Another thing states can do is look to CMS for waivers and opportunities for new payment models. Within rural healthcare, one of the biggest challenges is they are low-volume providers. That means there really needs to be a different set of rules and engagement for them. Rural areas also have a much higher payer mix of Medicare and Medicaid patients, and less commercial. Those programs really need to step up to the plate.

The third thing states can really look at is strengthening behavioral health. It's a problem everywhere, but in rural areas we have massive behavioral health deserts. What you find in many rural hospitals, seeing people boarded in emergency departments — they just shouldn't be there, and we can do differently.

And then finally, we need to continue to look at how to best use technology to support rural areas. Telehealth is great, but we know many rural areas don't have the broadband systems to really support it. If you think about the partners I talked about earlier, whether it's the Rural Electric Cooperative or Farm Bureau, they are behind the whole notion of broadband. Broadband can help so many different aspects of life in rural communities. Then taking it to the next stage, what states need to look at more aggressively are these multistate licensure compacts to permit clinicians to practice across state lines.  

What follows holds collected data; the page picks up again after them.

PR #4434, opened 2026-08-21
Remove ADIOS2 build from Dockerfile

garth-wells:


jorgensd:
Is the plan then to use the apt-get install of ADIOS2?
Note that we have promoted ADIOS2 as the preferred format for a few years now (even if that will gradually shift towards VTKHDF once there are more features in there).
Removing it from end-user images is not something I think is a good idea.

jhale:
`libadios2-mpi-c++-dev` worked for me and seems like the minimal choice (there are many adios2 packages!).

jhale:
@jorgensd A full review of the file show ADIOS2 is already added.

jorgensd:
@jhale This change is unfortunate for my checkpointing libraries, as it requires the Python bindings of ADIOS2, which are no longer present in our nightly images.
I can of course ship my own build of DOLFINx with ADIOS2 Python bindings.

jhale:
This isn't an issue; it just needs a tweak to the venv and an install of the Ubuntu adios2 Python bindings.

Q: What's something commonly misunderstood about rural healthcare at the national level?

HK: I don't think a lot of people realize how truly innovative rural healthcare can be. You can get great quality of care. With the aging baby boomers and the "silver tsunami" that's upon us, we have a higher proportion of elderly in rural communities, and you see wonderful memory care programs, programs to make sure the elderly are not isolated in their communities. You know, it goes on and on in terms of the innovation that's out there.

Rural healthcare suffers from a lot of stereotypes and stigma, and I think that needs to be blown away.